# Undelivered Package



## BeantownZombie (May 1, 2016)

So I got an email reporting that a customer didn't receive a package I had marked delivered. IDK if anyone else has gotten this but the best part is while that email was sent to me at 8:26 pm at 8:28 pm they sent me an email with my weekly summary and didn't report me missing any packages. Let me know if you guys have have this before


----------



## Shangsta (Aug 15, 2016)

BeantownZombie said:


> So I got an email reporting that a customer didn't receive a package I had marked delivered. IDK if anyone else has gotten this but the best part is while that email was sent to me at 8:26 pm at 8:28 pm they sent me an email with my weekly summary and didn't report me missing any packages. Let me know if you guys have have this before


Read around my friend there are several threads about it and ways to minimize the risk of getting them

A) Your weekly report was for Wednesday thru Tuesday. The missing package will be on next weeks report.


----------



## enigmaquip (Sep 2, 2016)

I thought the Weekly report matched the Sun-Sat work week.... according to the dates on mine it was 12/25 - 12/31


----------



## LA Cabbie (Nov 4, 2014)

BeantownZombie said:


> So I got an email reporting that a customer didn't receive a package I had marked delivered.

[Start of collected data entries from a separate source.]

PR #5692, opened 2024-02-01
improvement(core): include path in template errors

thsig:

When available, include the path to the template string in the YAML doc in question.

Also stop truncating the template expression in the message.

### DIFF
--- a/core/test/unit/src/template-string.ts
+++ b/core/test/unit/src/template-string.ts
@@ -20,6 +20,7 @@ import { expectError, getDataDir, makeTestGarden } from "../../helpers.js"
 import { dedent } from "../../../src/util/string.js"
 import stripAnsi from "strip-ansi"
 import { TemplateStringError } from "../../../src/exceptions.js"
+import repeat from "lodash-es/repeat.js"
 
 class TestContext extends ConfigContext {
   constructor(context) {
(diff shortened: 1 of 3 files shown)


core/test/unit/src/template-string.ts
```diff
@@ -156,17 +156,6 @@ describe("resolveTemplateString", () => {
     })
   })
 
-  it("should trim long template string in error messages", () => {
-    void expectError(
-      () =>
-        resolveTemplateString({
-          string: "${some} very very very very very long long long long long template string",
```
stefreak, line 163: Truncation happens because we template files, e.g. kubernetes manifests. Should it print the whole file (e.g. 1000 lines of text) if there is a template error in there?

edvald: I think a more sensible approach is just a higher limit, and easy enough to do.

thsig: Aha yeah, makes sense. Hadn't thought of that use-case.

thsig: Ok, I've updated the PR.

stefreak (approved):

vvagaytsev (approved):

PR #5697, opened 2024-02-02
fix(core): don't execute disabled dependencies

thsig:

When executing an action that depends on a disabled dependency, the disabled dependency should be skipped (unless it's a build).

This is fixed here (in accordance with the docstring for the `disabled` field on action configs).

### DIFF
--- a/core/src/tasks/base.ts
+++ b/core/src/tasks/base.ts
@@ -275,7 +275,7 @@ export abstract class BaseActionTask<T extends Action, O extends ValidResultType
         }
         return [this.getExecuteTask(action)]
       } else if (dep.explicit) {
-        if (this.skipRuntimeDependencies && dep.kind !== "Build") {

IDK if anyone else has gotten this but the best part is while that email was sent to me at 8:26 pm at 8:28 pm they sent me an email with my weekly summary and didn't report me missing any packages. Let me know if you guys have have this before


For the first time ever, I got one just a day ago for a missing package on the 1st of January. I wrote them for more info and told them I don't leave a package unless instructed by customer service over the phone. Got your typical copy and paste email that effectively says this doesn't change anything. I'll check with the warehouse when I get there. Hoping it was a fluke email sent out en masse by accident...


----------